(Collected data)
----------

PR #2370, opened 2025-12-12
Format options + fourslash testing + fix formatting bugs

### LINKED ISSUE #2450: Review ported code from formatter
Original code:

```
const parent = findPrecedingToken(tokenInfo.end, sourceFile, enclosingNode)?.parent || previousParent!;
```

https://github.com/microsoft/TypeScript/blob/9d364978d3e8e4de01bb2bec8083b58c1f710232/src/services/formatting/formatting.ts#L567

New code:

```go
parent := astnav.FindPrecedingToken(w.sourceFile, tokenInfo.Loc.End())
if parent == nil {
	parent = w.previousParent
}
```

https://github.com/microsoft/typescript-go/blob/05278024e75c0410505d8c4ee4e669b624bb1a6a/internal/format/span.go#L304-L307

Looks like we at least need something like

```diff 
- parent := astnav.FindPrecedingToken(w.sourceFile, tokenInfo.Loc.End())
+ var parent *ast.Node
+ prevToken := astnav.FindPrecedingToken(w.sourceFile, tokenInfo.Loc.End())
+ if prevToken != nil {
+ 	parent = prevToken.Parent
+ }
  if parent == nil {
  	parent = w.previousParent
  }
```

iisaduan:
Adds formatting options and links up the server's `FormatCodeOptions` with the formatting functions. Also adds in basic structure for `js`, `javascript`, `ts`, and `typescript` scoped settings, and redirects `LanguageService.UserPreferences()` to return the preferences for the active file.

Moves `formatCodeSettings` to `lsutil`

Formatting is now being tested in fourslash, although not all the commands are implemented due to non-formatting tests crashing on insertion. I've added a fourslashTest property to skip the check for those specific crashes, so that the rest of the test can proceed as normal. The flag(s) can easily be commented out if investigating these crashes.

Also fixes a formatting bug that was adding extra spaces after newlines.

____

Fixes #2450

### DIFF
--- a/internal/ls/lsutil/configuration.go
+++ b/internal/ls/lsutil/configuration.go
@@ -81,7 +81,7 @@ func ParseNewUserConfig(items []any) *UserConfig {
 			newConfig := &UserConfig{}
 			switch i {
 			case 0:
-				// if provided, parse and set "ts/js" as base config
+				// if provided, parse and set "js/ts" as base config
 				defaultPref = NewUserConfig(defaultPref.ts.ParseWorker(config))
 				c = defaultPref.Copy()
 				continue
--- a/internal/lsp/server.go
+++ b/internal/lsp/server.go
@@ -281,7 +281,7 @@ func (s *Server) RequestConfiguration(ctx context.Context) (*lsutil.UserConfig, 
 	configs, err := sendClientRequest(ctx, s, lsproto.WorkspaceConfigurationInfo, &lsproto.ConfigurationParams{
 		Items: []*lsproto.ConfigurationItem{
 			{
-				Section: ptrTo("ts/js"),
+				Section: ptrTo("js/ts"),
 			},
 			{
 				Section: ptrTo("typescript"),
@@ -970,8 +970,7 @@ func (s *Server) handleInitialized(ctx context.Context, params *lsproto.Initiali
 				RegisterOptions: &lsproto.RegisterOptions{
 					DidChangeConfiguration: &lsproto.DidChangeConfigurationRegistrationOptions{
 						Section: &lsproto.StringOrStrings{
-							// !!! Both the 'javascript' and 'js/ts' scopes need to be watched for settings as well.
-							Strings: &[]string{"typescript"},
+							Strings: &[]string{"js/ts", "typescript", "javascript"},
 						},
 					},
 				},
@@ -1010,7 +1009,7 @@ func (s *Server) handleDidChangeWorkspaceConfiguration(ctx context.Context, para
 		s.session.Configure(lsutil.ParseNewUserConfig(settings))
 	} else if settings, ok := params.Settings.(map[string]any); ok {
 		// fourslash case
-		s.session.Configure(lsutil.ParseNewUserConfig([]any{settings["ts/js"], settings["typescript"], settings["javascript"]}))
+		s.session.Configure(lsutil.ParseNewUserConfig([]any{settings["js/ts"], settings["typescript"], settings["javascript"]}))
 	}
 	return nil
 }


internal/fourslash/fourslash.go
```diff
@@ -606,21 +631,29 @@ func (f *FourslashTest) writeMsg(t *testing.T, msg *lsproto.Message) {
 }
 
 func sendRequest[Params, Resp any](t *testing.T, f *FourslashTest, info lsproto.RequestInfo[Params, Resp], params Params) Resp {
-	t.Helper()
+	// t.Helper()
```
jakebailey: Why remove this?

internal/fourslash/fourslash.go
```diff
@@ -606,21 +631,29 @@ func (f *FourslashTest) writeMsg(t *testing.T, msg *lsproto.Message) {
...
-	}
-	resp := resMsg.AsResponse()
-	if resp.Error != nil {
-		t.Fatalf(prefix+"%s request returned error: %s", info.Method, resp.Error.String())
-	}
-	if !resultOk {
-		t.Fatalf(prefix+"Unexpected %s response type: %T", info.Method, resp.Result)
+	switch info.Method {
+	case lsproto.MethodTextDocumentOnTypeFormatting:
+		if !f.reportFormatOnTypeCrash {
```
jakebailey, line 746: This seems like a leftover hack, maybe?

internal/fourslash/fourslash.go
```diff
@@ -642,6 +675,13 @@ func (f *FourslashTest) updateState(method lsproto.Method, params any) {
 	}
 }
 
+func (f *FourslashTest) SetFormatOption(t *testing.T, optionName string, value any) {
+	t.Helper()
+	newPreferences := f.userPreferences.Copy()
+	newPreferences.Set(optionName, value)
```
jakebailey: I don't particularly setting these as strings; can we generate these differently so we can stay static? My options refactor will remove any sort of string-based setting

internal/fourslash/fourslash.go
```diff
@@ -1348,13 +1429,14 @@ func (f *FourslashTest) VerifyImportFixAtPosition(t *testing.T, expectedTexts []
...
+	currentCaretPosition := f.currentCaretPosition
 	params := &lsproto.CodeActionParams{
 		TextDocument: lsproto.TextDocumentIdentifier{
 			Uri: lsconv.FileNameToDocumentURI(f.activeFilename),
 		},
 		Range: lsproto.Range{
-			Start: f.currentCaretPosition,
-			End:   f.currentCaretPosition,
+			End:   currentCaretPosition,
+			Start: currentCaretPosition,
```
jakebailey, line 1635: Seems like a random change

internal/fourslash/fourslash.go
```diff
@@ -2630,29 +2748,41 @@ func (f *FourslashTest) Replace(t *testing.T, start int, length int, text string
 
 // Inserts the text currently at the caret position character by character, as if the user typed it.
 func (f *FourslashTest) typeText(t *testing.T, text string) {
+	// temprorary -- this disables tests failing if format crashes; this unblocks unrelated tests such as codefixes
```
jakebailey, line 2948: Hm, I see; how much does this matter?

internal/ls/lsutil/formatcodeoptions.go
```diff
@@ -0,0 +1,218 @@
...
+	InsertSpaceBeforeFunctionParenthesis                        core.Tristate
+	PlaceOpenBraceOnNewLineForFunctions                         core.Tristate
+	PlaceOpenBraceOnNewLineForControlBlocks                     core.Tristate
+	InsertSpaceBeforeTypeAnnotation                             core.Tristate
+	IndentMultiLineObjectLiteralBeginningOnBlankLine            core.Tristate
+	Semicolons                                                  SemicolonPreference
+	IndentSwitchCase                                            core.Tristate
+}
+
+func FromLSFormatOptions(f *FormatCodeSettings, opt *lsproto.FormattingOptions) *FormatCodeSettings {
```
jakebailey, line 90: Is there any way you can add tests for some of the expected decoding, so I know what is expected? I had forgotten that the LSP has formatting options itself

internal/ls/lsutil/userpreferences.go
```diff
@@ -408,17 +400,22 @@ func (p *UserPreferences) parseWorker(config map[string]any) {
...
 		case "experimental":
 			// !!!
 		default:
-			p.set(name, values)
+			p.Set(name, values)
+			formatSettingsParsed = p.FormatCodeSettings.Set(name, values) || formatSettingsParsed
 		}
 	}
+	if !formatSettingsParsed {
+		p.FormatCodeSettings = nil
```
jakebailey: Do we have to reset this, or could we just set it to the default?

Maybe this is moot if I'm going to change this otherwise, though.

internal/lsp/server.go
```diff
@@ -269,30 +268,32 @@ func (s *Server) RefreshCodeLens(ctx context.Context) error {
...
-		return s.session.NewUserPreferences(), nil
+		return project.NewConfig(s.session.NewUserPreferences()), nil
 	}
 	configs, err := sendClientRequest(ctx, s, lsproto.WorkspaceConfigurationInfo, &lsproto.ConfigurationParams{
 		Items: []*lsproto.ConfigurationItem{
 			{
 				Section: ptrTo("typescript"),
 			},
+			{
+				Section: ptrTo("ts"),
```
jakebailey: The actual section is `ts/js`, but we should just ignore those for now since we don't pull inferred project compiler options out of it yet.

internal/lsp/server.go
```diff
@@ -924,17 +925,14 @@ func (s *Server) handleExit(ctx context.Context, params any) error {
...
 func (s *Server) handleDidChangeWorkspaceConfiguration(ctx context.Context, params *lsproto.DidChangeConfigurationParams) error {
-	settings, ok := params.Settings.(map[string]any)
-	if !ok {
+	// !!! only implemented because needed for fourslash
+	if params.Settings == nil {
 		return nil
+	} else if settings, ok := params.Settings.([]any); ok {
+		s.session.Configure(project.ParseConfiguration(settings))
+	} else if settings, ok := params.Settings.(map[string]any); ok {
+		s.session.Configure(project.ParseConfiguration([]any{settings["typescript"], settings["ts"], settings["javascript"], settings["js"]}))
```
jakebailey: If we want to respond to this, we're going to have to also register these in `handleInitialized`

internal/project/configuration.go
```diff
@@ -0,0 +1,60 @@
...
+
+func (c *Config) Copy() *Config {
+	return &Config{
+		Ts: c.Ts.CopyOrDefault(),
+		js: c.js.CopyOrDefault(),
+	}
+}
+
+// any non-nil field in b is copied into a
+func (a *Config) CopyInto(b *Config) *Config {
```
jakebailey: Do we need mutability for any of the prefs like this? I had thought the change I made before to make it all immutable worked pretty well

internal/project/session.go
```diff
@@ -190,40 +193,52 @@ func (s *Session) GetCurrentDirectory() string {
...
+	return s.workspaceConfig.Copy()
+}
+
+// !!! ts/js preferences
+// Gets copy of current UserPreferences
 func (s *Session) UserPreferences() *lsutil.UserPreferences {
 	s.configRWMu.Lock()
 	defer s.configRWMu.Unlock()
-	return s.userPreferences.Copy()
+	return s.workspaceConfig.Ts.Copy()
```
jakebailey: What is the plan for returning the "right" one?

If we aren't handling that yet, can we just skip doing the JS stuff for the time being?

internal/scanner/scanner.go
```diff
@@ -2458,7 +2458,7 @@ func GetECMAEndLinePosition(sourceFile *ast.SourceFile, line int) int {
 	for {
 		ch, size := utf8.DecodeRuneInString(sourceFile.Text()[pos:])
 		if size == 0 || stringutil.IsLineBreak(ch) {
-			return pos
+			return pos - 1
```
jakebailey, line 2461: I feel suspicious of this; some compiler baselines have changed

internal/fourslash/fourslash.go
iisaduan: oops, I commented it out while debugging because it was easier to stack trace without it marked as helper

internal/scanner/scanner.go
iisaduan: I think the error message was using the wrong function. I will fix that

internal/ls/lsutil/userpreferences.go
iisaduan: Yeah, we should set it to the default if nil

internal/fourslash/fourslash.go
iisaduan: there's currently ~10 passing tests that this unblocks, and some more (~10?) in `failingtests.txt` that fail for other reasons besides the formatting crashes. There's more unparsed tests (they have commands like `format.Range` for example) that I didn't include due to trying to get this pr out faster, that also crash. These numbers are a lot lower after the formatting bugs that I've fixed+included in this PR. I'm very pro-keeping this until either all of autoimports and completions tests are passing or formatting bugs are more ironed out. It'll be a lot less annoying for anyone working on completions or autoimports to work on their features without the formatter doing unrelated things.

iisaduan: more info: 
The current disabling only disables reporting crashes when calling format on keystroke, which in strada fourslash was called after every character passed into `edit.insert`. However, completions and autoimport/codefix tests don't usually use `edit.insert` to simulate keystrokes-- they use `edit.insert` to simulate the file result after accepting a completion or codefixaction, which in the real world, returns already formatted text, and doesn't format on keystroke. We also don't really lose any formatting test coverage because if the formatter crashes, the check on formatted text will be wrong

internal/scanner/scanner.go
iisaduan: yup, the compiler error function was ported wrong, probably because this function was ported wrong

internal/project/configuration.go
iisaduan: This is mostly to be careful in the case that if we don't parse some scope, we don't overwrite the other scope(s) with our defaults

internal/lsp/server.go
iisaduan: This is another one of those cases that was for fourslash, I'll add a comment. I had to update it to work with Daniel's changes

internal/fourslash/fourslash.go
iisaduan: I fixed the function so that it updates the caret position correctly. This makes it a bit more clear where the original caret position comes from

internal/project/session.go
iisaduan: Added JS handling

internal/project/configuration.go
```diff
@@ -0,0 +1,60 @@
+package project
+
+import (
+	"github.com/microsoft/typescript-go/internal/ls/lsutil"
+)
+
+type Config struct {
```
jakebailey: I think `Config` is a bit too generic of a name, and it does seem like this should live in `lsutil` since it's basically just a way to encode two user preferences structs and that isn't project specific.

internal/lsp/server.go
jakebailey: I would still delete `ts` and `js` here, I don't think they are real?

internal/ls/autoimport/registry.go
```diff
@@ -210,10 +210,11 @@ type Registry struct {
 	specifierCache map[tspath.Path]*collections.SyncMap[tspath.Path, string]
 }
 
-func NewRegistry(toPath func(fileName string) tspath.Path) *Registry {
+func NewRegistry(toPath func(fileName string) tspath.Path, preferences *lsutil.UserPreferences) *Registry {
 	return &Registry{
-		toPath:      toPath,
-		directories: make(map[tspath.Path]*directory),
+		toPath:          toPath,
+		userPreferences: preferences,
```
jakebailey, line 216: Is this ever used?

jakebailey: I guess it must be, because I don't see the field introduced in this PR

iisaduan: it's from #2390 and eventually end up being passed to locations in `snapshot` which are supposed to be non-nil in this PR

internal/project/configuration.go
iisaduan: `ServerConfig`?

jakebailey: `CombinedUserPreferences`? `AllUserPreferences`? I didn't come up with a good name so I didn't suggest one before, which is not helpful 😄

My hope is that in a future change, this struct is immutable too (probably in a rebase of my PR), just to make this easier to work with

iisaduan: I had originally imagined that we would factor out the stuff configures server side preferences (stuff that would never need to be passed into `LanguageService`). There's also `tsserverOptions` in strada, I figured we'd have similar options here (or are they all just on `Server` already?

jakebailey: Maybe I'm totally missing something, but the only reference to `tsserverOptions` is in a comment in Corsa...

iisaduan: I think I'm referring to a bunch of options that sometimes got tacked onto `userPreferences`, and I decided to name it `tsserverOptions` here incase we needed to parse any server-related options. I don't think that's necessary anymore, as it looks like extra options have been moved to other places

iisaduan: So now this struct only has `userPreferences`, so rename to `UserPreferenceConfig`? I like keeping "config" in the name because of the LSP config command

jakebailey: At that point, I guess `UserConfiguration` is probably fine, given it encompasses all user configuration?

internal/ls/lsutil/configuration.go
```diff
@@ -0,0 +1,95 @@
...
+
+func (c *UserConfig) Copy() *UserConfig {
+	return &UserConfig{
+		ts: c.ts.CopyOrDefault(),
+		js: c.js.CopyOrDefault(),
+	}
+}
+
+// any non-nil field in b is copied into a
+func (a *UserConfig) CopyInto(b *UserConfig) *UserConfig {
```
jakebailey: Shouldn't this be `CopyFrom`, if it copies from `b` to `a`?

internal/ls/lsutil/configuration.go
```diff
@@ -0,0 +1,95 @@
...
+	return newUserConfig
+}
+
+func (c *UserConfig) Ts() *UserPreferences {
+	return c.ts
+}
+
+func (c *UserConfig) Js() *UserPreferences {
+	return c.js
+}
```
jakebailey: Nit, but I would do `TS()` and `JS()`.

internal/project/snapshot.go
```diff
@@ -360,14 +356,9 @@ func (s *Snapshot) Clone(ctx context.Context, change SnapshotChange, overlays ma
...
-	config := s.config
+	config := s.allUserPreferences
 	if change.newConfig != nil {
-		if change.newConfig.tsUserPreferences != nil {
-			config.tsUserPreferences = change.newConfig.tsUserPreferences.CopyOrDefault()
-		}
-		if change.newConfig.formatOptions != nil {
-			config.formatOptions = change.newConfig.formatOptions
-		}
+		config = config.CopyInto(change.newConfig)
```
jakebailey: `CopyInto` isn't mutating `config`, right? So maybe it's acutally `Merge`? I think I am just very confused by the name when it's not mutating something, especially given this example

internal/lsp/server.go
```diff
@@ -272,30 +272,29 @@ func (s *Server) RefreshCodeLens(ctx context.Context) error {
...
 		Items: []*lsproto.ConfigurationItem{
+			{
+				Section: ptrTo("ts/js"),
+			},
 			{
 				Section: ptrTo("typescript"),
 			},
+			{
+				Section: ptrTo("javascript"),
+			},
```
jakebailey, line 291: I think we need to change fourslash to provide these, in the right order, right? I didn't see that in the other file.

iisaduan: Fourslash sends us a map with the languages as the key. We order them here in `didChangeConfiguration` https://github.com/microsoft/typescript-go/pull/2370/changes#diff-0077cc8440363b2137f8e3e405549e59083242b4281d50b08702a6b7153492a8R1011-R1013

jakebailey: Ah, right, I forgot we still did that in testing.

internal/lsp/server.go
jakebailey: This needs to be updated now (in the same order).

----------

* **Exercise details**
Using the data above, repeat exactly the lines that begin at the line with "iisaduan: yup, the" and end at the line with "iisaduan: I fixed", both ends included.

* **Final answer**
iisaduan: yup, the compiler error function was ported wrong, probably because this function was ported wrong

internal/project/configuration.go
iisaduan: This is mostly to be careful in the case that if we don't parse some scope, we don't overwrite the other scope(s) with our defaults

internal/lsp/server.go
iisaduan: This is another one of those cases that was for fourslash, I'll add a comment. I had to update it to work with Daniel's changes

internal/fourslash/fourslash.go
iisaduan: I fixed the function so that it updates the caret position correctly. This makes it a bit more clear where the original caret position comes from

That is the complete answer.